● **THE TASK**: Go through the entries one line at a time, and gather every line that has the word "which".

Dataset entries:
□ □ □ □ □

PR #454, opened 2026-02-12
Fix big endian build failures

lvoytek:
When building documentdb for s390x mainframe, which is a Big-Endian architecture, I ran into a few build issues. The first was a lack of definition for the local iterator variable in FillPgbsonElementUnsafe resulting in

```
src/io/pgbsonelement.c:301:40: error: ‘iterator’ undeclared (first use in this function); did you mean ‘inetor’?
  301 |         if (!bson_iter_init_from_data(&iterator,
      |                                        ^~~~~~~~
      |                                        inetor
```

The second was for the definition of WKB_BYTE_ORDER which had an extra `=`

```
include/geospatial/bson_geospatial_private.h:36:25: error: expected expression before ‘=’ token
   36 | # define WKB_BYTE_ORDER = (unsigned char) 0
      |                         ^
```

With both issues fixed s390x builds succeed again.


AndrewKhoma (approved):
thanks for building it!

□ □ □ □ □

● **ANSWER TO THIS TASK**:
When building documentdb for s390x mainframe, which is a Big-Endian architecture, I ran into a few build issues. The first was a lack of definition for the local iterator variable in FillPgbsonElementUnsafe resulting in
The second was for the definition of WKB_BYTE_ORDER which had an extra `=`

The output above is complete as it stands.